▸ INSTRUCTIONS FOR THE TASK
Take the entries that follow and return exactly the lines from the one holding "When seeing a" through the one holding "Fixes #439. For", both included. Nothing else is needed.

▸ Stored data
PR #442, opened 2016-10-19
Guard window.addEventListener call

matthewwithanm:
When upgrading Nuclide's build of the devtools and testing in RN, this was causing an error (since `window.addEventListener` isn't defined for RN).

lmk if I should check `capabilities.scroll` instead.


spicyj:
Blames to ba272dff8c9ff5bd27461ad914381b4765a69ffc. Lgtm.

PR #451, opened 2016-11-06
Fix #444: Electron shell exception due to missing 'ip' module

### LINKED ISSUE #444: Exception running in electron shell: no such module 'ip'
When I tried running the devtools using the electron shell, I got an error about the module 'ip' not being found.

[This is](https://github.com/facebook/react-devtools/blob/ec328ee3da8bbcb1afa8fcdd84197cbed33a542e/shells/electron/index.html#L72) the problematic line and it looks like the line was added in d3b52777e143eee737a65995ecbbd32fa75e7d14. Perhaps `ip` needs to be added to `package.json`. /cc @jaredly

rigdern:


gaearon:
Sorry, missed this PR. Fixed it separately in 6dbffabfc1451cc97b3f345ed6c129667d4355c9.
Appreciate the PR though!

PR #452, opened 2016-11-08
Fix invariant(state.toJS) on dev mode

jhen0409:
Just add [`format` arg](https://github.com/facebook/react-devtools/blob/cf0578966baf954038b7a8217165603133ee9af1/frontend/invariant.js#L28-L30) to avoid it crash on dev mode.

### DIFF
--- a/frontend/Store.js
+++ b/frontend/Store.js
@@ -470,7 +470,7 @@ class Store extends EventEmitter {
   changeBananaSlug(state: ControlState) {
     this.bananaslugState = state;
     this.emit('bananaslugchange');
-    invariant(state.toJS);
+    invariant(state.toJS, 'the state must be immutable record');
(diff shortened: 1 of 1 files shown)


frontend/Store.js
```diff
@@ -470,7 +470,7 @@ class Store extends EventEmitter {
   changeBananaSlug(state: ControlState) {
     this.bananaslugState = state;
```
sohanpurohit: Leave a comment

frontend/Store.js
```diff
@@ -470,7 +470,7 @@ class Store extends EventEmitter {
...
     this.emit('bananaslugchange');
-    invariant(state.toJS);
+    invariant(state.toJS, 'the state must be immutable record');
     this._bridge.send('bananaslugchange', state.toJS());
   }
```
sohanpurohit: @

PR #454, opened 2016-11-13
Incorporate react tags into UI

### LINKED ISSUE #439: [React Native] Include react tags in inspector UI
When seeing a native view in the debugger, I do not know of a good way to map between that native view and the JavaScript view that generated it.

A couple of changes to the devtools could be useful in this scenario:
- When inspecting a view, include its tag in the UI. This would give me a clue as to which native view I'm looking at.
- Allow searching by react tag. That way, if I encounter a native view in the debugger, I can quickly see which JavaScript view it corresponds to.

rigdern:
Fixes #439. For a node that has a react tag, its name is now rendered as `<RCTView(17)>` where "RCTView" is the component type and "17" is the react tag.

React tags are only rendered for native primitives. Changes:
  - React tag is rendered in the right pane when inspecting a node.
  - React tag is rendered next to the component type inside of the TreeView.
  - Search now supports searching by react tag.

### Outstanding Issue: ReactDOM vs React Native

Currently, this feature is always enabled. I want this feature for React Native. Developers who are either debugging React Native internals or writing their own native modules may find this feature to be useful. It helps them to correlate components they are debugging in the native debugger with JS components.

However, I'm not sure if this feature is as useful for ReactDOM. Fewer people will probably be debugging ReactDOM internals than React Native internals + native modules. Also, it may already be easy to correlate nodes in ReactDOM internals with nodes from the app. I wouldn't know, I haven't had to do this before.

If we only want to enable this for React Native, I would appreciate some advice on the best way to do that.

### DIFF
--- a/backend/getData.js
+++ b/backend/getData.js
@@ -30,6 +30,7 @@ function getData(element: Object): DataType {
   var text = null;
   var publicInstance = null;
   var nodeType = 'Native';
+  var reactTag = null;;
   // If the parent is a native node without rendered children, but with
   // multiple string children, then the `element` that gets passed in here is
   // a plain value -- a string or number.
@@ -111,6 +112,10 @@ function getData(element: Object): DataType {
     }
   }
 
+  if (nodeType === 'Native') {
+    reactTag = element._rootNodeID;
+  }
+
   return {
     nodeType,
     type,
@@ -125,6 +130,7 @@ function getData(element: Object): DataType {
     text,
     updater,
     publicInstance,
+    reactTag,
   };
 }
 
--- a/frontend/Node.js
+++ b/frontend/Node.js
@@ -79,6 +79,10 @@ class Node extends React.Component {
       children = this.props.wrappedChildren;
     }
 
+    var reactTag = this.props.node.get('reactTag');
+    var name = reactTag == null
+      ? `${this.props.node.get('name')}`
+      : `${this.props.node.get('name')}(${reactTag})`;
     var collapsed = node.get('collapsed');
 
     var leftPad = {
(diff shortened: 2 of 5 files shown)


brentvatne:
cc @jaredly @gaearon

gaearon:
Can you show screenshots before and after?

gaearon:
Thanks for the PR. I think it's unlikely we'll be exposing implementation details like this to most users through the default UI, so please feel free to maintain a fork for this purpose.

gaearon:
Oops, I missed the part where you said it's useful to folks writing their own native modules (and not just RN contributors). Let me ask some folks about this and come back to you.

rigdern:
@gaearon Below are before and after screenshots for a React Native app.

### Before

image

### After

image

Notice that the each native primitive in the tree (grey) has a parenthesized number next to it representing the react tag of that primitive. Similarly, the selected node has a parenthesized react tag next to it (pink) in the inspection panel on the right because it's a native primitive.

### Discussion

As I mentioned in my PR description, we might want to disable this feature for ReactDOM and only keep it for React Native. I'm interested in hearing your thoughts on that.

Here's a scenario where this debugging feature would be useful. Imagine somebody has a React Native app and they just pulled down the latest code. They're testing some page of the app and touches seem to be ignored when tapping on some element. Maybe another element is eating the touch events. Which one? Using the native or JS debugger, they are able to determine that the element that is the touch target has a react tag of `26`. Now how do they correlate this with something meaningful within their app? Using the feature added by this PR, they could type `26` into the search field and see the interesting component, its props, its state, its ancestors, etc. This is plenty of information to diagnose the bug. Without this PR, I'm not sure of an easy way to go about diagnosing the bug just from knowing that the react tag of the perpetrator is `26`.

gaearon:
I think I'd like to wait around with this one for now. We are in the middle of rewriting React, and the way RN is wired up is changing. So I'm not sure that field will even exist. I'm happy to come back to this in a month or two after everything else is ready.

gaearon:
Please see my comment in https://github.com/facebook/react-devtools/issues/439#issuecomment-280077429

PR #455, opened 2016-11-16
Fix `forward slash` key listen for typing on another input

jhen0409:
Currently it will broken typing `/` on another input, like component props / state:

### DIFF
--- a/frontend/SearchPane.js
+++ b/frontend/SearchPane.js
@@ -53,8 +53,10 @@ class SearchPane extends React.Component {
   }
 
   onDocumentKeyDown(e) {
-    if (e.keyCode === 191 && // forward slash
-      this.input && e.target && e.target.nodeName !== 'INPUT'
+    if (
+      e.keyCode === 191 && // forward slash
+      e.target.nodeName !== 'INPUT' &&
+      this.input
     ) {
       this.input.focus();
       e.preventDefault();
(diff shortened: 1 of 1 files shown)


frontend/SearchPane.js
```diff
@@ -53,14 +53,6 @@ class SearchPane extends React.Component {
   }
 
   onDocumentKeyDown(e) {
-    if (e.keyCode === 191) { // forward slash
-      var doc = ReactDOM.findDOMNode(this).ownerDocument;
-      if (!this.input || doc.activeElement === this.input) {
-        return;
-      }
```
Timothee: I don't know that codebase very well, but maybe you could check on if `doc.activeElement` is an input field and `return` if that's the case? That would leave the functionality intact for the most part.

That's assuming that the prop/state field is actually an input field, but, if not, some other similar test can probably be performed.

jhen0409: @Timothee Thanks! Just change to check `doc.activeElement.nodeName === 'INPUT'` works good.

jhen0409:
Although I solved it by build extension myself, but I still hope it land here, after all, it's an obvious bug, and auto update is more convenient, so someone could review this? 😅

spicyj:
Maybe we could check if `e.target` is body?

jhen0409:
@spicyj I got an exception is when I click the checkbox above, the `e.target` is div, so I think check it isn't `input` may be better. And thanks! We can check `e.target` directly, so I removed the code for `activeElement`.

gaearon:
Thanks!

PR #457, opened 2016-11-21
Adds missing library and documentation for electron stand-alone shell.

### LINKED ISSUE #444: Exception running in electron shell: no such module 'ip'

jesusmaldonado:
The ip library was not installed and in addition the build scripts would call node_modules at the root level.

Changes
-Added ip package to package.json
-Extended, formatted Readme.md for clarity on startup instructions.

@jaredly @kassens @spicyj

### DIFF
--- a/shells/electron/Readme.md
+++ b/shells/electron/Readme.md
@@ -4,12 +4,14 @@ This is useful for working on a React Native app *without* debugging in
 chrome. The js runs in jscore, and the devtools talk to it through a
 websocket.
 
-You'll need webpack, and [electron](http://electron.atom.io/#get-started) (`npm install electron-prebuilt -g`).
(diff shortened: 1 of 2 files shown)


gaearon:
Thanks for the PR! I separately fixed those issues a little differently (e.g. neither electron nor webpack are required globally now), and fixed the import. So I’ll close this PR but thanks for taking the time to send it.

PR #1213, opened 2024-09-16
libkiwix now identifies itself as libkiwix

veloman-yunkan:
Depends on kiwix/libkiwix#1133


kelson42 (changes requested):
Not sure why, but CI does not pass.

veloman-yunkan:
> Not sure why, but CI does not pass.

That was tricky, but now CI passes.

PR #1220, opened 2024-09-29
Add support for new getBestPublicIp

sgourdas:
This makes the appropriate changes to support the libkiwix API change of `getBestPublicIp` implemented in kiwix/libkiwix#1132


sgourdas:
@kelson42 it is not a major change so we can easily merge it if you want.

sgourdas:
It is even reverse compatible, so we can merge before libkiwix.

Issue #1148, opened 2024-07-22
Check that the download can be saved to the target file-system


veloman-yunkan:
One of the issues behind #916 seems to be that a large download is saved to a FAT32 filesystem that has enough free space but cannot host files larger than 4GiB. Our pre-download checks must be enhanced.

charanbhatia:
hi, can you please assign this issue to me. I want to work on this.

kelson42:
@charanbhatia You should create the primitive in the libkiwix and do it in a way it is very quick to execute and without side effect. How would such a function look like and work to your opinion?

PR #1221, opened 2024-09-29
Add ipv6 support to local server

### LINKED ISSUE #1119: Add support of IPv6 IP to the HTTP daemon mode
Once https://github.com/kiwix/libkiwix/pull/1074 is merged

sgourdas:
This adds ipv6 support to the local kiwix server of the app.

Fixes #1119


kelson42 (changes requested):
I have compiled with libkiwix #1132 and even if I see now `::1` in the list, each time I start the server, then whole kiwix-desktop crashes. Actually this is the same with kiwix-desktop `main`.

kelson42 (approved):
Works as expected from a user perspective. Ready for code review.

sgourdas:
I would like to do some additional checks here before reviews, if possible.

sgourdas:
@veloman-yunkan this is ready for code review. 

P.S. It would be good for testing even to have in place the fix of `Server::setAddress` from kiwix/libkiwix#1147.

kelson42:
So Inguess this is the last PR of our IPv6 effort :)

sgourdas:
Now that ipv6 works correctly on Windows give me some additional time to catch any issues before we close this up please

sgourdas:
It would be good to merge kiwix/libkiwix#1151 first, as noted [here](https://github.com/kiwix/kiwix-desktop/pull/1221#issuecomment-2395041468), before finalizing this as well.

sgourdas:
It seems like the root cause helping the discovery of #1148 is the fact that the Kiwix Desktop local server uses `getNetworkInterfacesIPv4Or6` which does return `169.254` prefixed IPs. These are added to the dropdown of IPs "available" for use, which as we discussed leads to issues.

@veloman-yunkan should I filter these out when adding to the list, or should we modify the `getNetworkInterfacesIPv4Or6` behavior to not include them?

veloman-yunkan:
@sgourdas Neither seems a good option to me. Why don't we present the full list of IPs to the users and let them find out which one works best for them? We can add a note that not all of the IPs in the list may actually work. We can filter the list later after we have enough experience with problematic IPs and/or complaints from our users.

sgourdas:
> @sgourdas Neither seems a good option to me. Why don't we present the full list of IPs to the users and let them find out which one works best for them? We can add a note that not all of the IPs in the list may actually work. We can filter the list later after we have enough experience with problematic IPs and/or complaints from our users.

I can see that being best in a "text box scenario" where the input is coming from the user. IMHO if an option is given from a dropdown it should work correctly and have a reason to be presented/add clutter in our app.

On the other hand, filtering after we get more experience with problematic IPs is a good approach. But despite that, this prefix seems to get in the way and kind of obscure what works and what doesn't with how many IPs it provides.

veloman-yunkan:
@sgourdas If you can do some research, find out the peculiarity of `169.254.x.x` addresses and substantiate why they must be excluded from the IP addresses that we consider, then we can proceed based on that information.

sgourdas:
> @sgourdas If you can do some research, find out the peculiarity of `169.254.x.x` addresses and substantiate why they must be excluded from the IP addresses that we consider, then we can proceed based on that information.

@veloman-yunkan 159.254.0.0/16 addresses are link local addresses which should be excluded in `getNetworkInterfacesWin` like its already being done with the ipv6 equivalent, since their use is not destined for this purpose since they are non routable.

sgourdas:
> > @sgourdas If you can do some research, find out the peculiarity of `169.254.x.x` addresses and substantiate why they must be excluded from the IP addresses that we consider, then we can proceed based on that information.
> 
> @veloman-yunkan 169.254.0.0/16 addresses are link local addresses which IMO should be excluded in `getNetworkInterfacesWin` since its already being done with the ipv6 equivalent. Their use is not destined for this purpose since they are non routable.

The corresponding change should also be probably done in `getNetworkInterfacesPosix` in the same logic.

veloman-yunkan:
> Their use is not destined for this purpose since they are non routable.

@sgourdas Can you provide a reference to some document supporting your statement?

veloman-yunkan:
> > Their use is not destined for this purpose since they are non routable.
> 
> @sgourdas Can you provide a reference to some document supporting your statement?

Such addresses are not globally routable, but they should be usable within the local subnetwork, in which respect they are no different from, for example, 192.168.x.x addresses.

sgourdas:
@veloman-yunkan main sources of my response where [this](https://serverfault.com/questions/427018/what-is-this-ip-address-169-254-169-254) and [this](https://www.whatismyip.com/169-254-ip-address/#:~:text=Why%20can't%20169.254%20be,the%20link%2Dlocal%20address%20range.)

sgourdas:
@veloman-yunkan is this enough info to justify such a change?

veloman-yunkan:
@sgourdas I am not convinced. The main argument for suppressing 169.254.x.x IPs is that they seem to become of significance only when there is a misconfiguration or some other issue with the network, however that also can be thought of as an argument for not suppressing those IPs. I'll let @kelson42 decide.

sgourdas:
@veloman-yunkan do you happen to know what is the reason we are excluding IPv6 link locals but not doing the same for IPv4 currently?

veloman-yunkan:
> @veloman-yunkan do you happen to know what is the reason we are excluding IPv6 link locals but not doing the same for IPv4 currently?

No, I don't.

sgourdas:
> > @veloman-yunkan do you happen to know what is the reason we are excluding IPv6 link locals but not doing the same for IPv4 currently?
> 
> No, I don't.

Alright, lets continue with the main purpose of this PR maybe for the moment then.

src/localkiwixserver.cpp
```diff
@@ -43,6 +43,8 @@ LocalKiwixServer::LocalKiwixServer(QWidget *parent) :
     for (const auto &interfacePair : interfacesMap) {
         QString ip = QString::fromStdString(interfacePair.second.addr);
         interfaces.push_back(ip);
```
veloman-yunkan: Won't an `if (!ip.isEmpty())` check be justified here?

src/localkiwixserver.cpp
```diff
@@ -43,6 +43,8 @@ LocalKiwixServer::LocalKiwixServer(QWidget *parent) :
...
+        QString ipv6 = QString::fromStdString(interfacePair.second.addr6);
+        if (!ipv6.isEmpty()) interfaces.push_back(ipv6);
     }
     std::sort(interfaces.begin(), interfaces.end());
     interfaces.push_front(QString(gt("all")));
```
veloman-yunkan, line 50: Shouldn't we provide "All IPv4" and "All IPv6" options too?

src/localkiwixserver.cpp
sgourdas: Would not hurt to add for sure. I will go ahead and do it.

src/localkiwixserver.cpp
sgourdas: Sure, will add it besides All

sgourdas: Should I rename to:
- Dual Stack Mode
- IPv4 Mode
- IPv6 mode

kelson42:
> @sgourdas I am not convinced. The main argument for suppressing 169.254.x.x IPs is that they seem to become of significance only when there is a misconfiguration or some other issue with the network, however that also can be thought of as an argument for not suppressing those IPs. I'll let @kelson42 decide.

I'm pretty much in favour of not proposing this kind of IPs - if they are not reachable by non-local users - in Kiwix Desktop. This will do more arm than good IMHO. I believe the answer is slightly different for Kiwix Server, which is used by tech-savy users. So I would just propose to mask it here in Kiwix Desktop, but keep it available in libkiwix/kiwix-serve (but never choose it per default). Hope this helps.

resources/i18n/en.json
```diff
@@ -97,7 +97,9 @@
     "open-in-browser":"Open in browser",
     "start-kiwix-server":"Start Kiwix Server",
     "stop-kiwix-server":"Stop Kiwix Server",
-    "all":"All",
+    "all":"All - Dual Stack Mode",
```
veloman-yunkan, line 100: Such text contradicts the corresponding entry in `qqq.json` (which reads `{{Identical|All}}`). There will be a problem for `gt("all")` used in other context (for example, for filtering the library by category). If we want a more elaborate text for IPs we should introduce a new translation entry (e.g. `all_ips`).

resources/i18n/qqq.json
```diff
@@ -106,6 +106,8 @@
 	"start-kiwix-server": "Represents the action of starting the kiwix server.",
 	"stop-kiwix-server": "Represents the action of stopping the running kiwix server.",
 	"all": "{{Identical|All}}",
+	"ipv4": "Indicates IPv4 mode on local server.",
+    "ipv6": "Indicates IPv6 mode on local server",
```
veloman-yunkan, line 110: Fix the indentation (use tabs/spaces consistently)

veloman-yunkan (changes requested):

src/localkiwixserver.cpp
```diff
@@ -84,11 +88,21 @@ void LocalKiwixServer::runOrStopServer()
...
+        } else if (ui->IpChooser->currentText() == gt("ipv4")) {
+            mp_server->setIpMode(kiwix::IpMode::IPV4);
+            m_ipAddress = QString::fromStdString(kiwix::getBestPublicIps().addr);
+        } else if (ui->IpChooser->currentText() == gt("ipv6")) {
+            mp_server->setIpMode(kiwix::IpMode::IPV6);
+            m_ipAddress = QString::fromStdString(kiwix::getBestPublicIps().addr6);
+        } else {
+            m_ipAddress = ui->IpChooser->currentText();
+            mp_server->setAddress(m_ipAddress.toStdString());
+        }
```
veloman-yunkan, line 103: Isn't it better to set `m_ipAddress` from the result of `mp_server->getAddress()` after the server is started?

veloman-yunkan (changes requested):

src/localkiwixserver.cpp
```diff
@@ -84,11 +88,21 @@ void LocalKiwixServer::runOrStopServer()
...
+            m_ipAddress = QString::fromStdString(kiwix::getBestPublicIp());
+        } else if (ui->IpChooser->currentText() == gt("ipv4")) {
+            mp_server->setIpMode(kiwix::IpMode::IPV4);
+            m_ipAddress = QString::fromStdString(kiwix::getBestPublicIps().addr);
+        } else if (ui->IpChooser->currentText() == gt("ipv6")) {
+            mp_server->setIpMode(kiwix::IpMode::IPV6);
+            m_ipAddress = QString::fromStdString(kiwix::getBestPublicIps().addr6);
+        } else {
+            m_ipAddress = ui->IpChooser->currentText();
+            mp_server->setAddress(m_ipAddress.toStdString());
```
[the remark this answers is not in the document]
sgourdas: I tried to be smart since it auto initializes as empty, but we need it indeed for multiple invocations. I should also set mode to every case for the same reason.

src/localkiwixserver.cpp
sgourdas: That involves moving the relevant logic of `ui->IpAddress->setText` after the server start right? If we don't have an issue with that, then definitely.

src/localkiwixserver.cpp
```diff
@@ -84,18 +88,24 @@ void LocalKiwixServer::runOrStopServer()
...
-        mp_server->setAddress(m_ipAddress.toStdString());
-        m_ipAddress = (m_ipAddress != "0.0.0.0") ? m_ipAddress : QString::fromStdString(kiwix::getBestPublicIp());
-        ui->IpAddress->setText("http://" + m_ipAddress + ":" + QString::number(m_port));
-        ui->IpAddress->setReadOnly(true);
+        mp_server->setIpMode(kiwix::IpMode::AUTO);
+        mp_server->setAddress("");
+        (ui->IpChooser->currentText() == gt("all_ips")) ? mp_server->setIpMode(kiwix::IpMode::ALL)  :
+        (ui->IpChooser->currentText() == gt("ipv4"))    ? mp_server->setIpMode(kiwix::IpMode::IPV4) :
+        (ui->IpChooser->currentText() == gt("ipv6"))    ? mp_server->setIpMode(kiwix::IpMode::IPV6) :
+                                                          mp_server->setAddress(ui->IpChooser->currentText().toStdString());
```
veloman-yunkan, line 97: Conditional expressions shouldn't be used in place of statements, i.e. when you care about the side-effect rather than the value of the expression. Change to `if() {} else if () {} ...`

src/localkiwixserver.cpp
```diff
@@ -84,18 +88,24 @@ void LocalKiwixServer::runOrStopServer()
...
+        settingsManager->setKiwixServerIpAddress(ui->IpChooser->currentText());
```
veloman-yunkan, line 98: What will happen if you change the user language/locale? The safe approach is to not store translated text in settings.

veloman-yunkan (changes requested):

src/localkiwixserver.cpp
```diff
@@ -41,15 +41,20 @@ LocalKiwixServer::LocalKiwixServer(QWidget *parent) :
...
-    interfaces.push_front(QString(gt("all")));
+    interfaces.push_front(QString(gt("ipv6")));
+    interfaces.push_front(QString(gt("ipv4")));
+    interfaces.push_front(QString(gt("all_ips")));
     for (const auto &interface : interfaces) {
         ui->IpChooser->addItem(interface);
     }
-    ui->IpChooser->setCurrentText(KiwixApp::instance()->getSettingsManager()->getKiwixServerIpAddress());
+    QString ipAddress = KiwixApp::instance()->getSettingsManager()->getKiwixServerIpAddress();
+    ui->IpChooser->setCurrentText(ipAddress == "all_ips" || ipAddress == "ipv4" || ipAddress == "ipv6" ? gt(ipAddress) : ipAddress);
```
veloman-yunkan, line 57: Please add backward compatibility by converting `"0.0.0.0"` to `"ipv4"`.

sgourdas: Good catch, have to start being more aware of that

sgourdas: Shouldnt it be converted to "all" though?

veloman-yunkan: I thought about that too, but chose to be conservative.

@kelson42 What's your opinion on this? Should we upgrade the old setting of the local server IP of "0.0.0.0" to all IPs (dual stack IPv4 & IPv6 mode) or just all IPv4 IPs?

sgourdas: @kelson42 do you have any suggestion on how to handle this?

kelson42: Not an expert, but to me 0.0.0.0 is the same as IPv4 all... and yes woukd be better to convert,

sgourdas: @kelson42 "0.0.0.0" in this case was just the internal representation. Better phrased I think the question would be "If a user of the previous implementation had chosen `All`, should that now be transferred to `All - Dual Stack Mode` or `IPv4 Only Mode`?"

kelson42: It's not an internal representation, see https://en.wikipedia.org/wiki/0.0.0.0

sgourdas: Yes, that is true, but I probably did not properly phrase what I meant. I mean that in this case it is not a matter of what the setting was saved as (which is 0.0.0.0 -- because we were only working with IPv4). It is a matter of what the user was selecting which was `All`. What should now be the equivalent of the previous `All`, based on the new options?

I hope this makes more sense.

kelson42: I believe to have written already twice that it should be all IPv4. If someone wants something different it will have to change it manually.

sgourdas: Clear, ok. Will proceed based on that.

veloman-yunkan (approved):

▸ SOLUTION TO THIS PROBLEM
When seeing a native view in the debugger, I do not know of a good way to map between that native view and the JavaScript view that generated it.

A couple of changes to the devtools could be useful in this scenario:
- When inspecting a view, include its tag in the UI. This would give me a clue as to which native view I'm looking at.
- Allow searching by react tag. That way, if I encounter a native view in the debugger, I can quickly see which JavaScript view it corresponds to.

rigdern:
Fixes #439. For a node that has a react tag, its name is now rendered as `<RCTView(17)>` where "RCTView" is the component type and "17" is the react tag.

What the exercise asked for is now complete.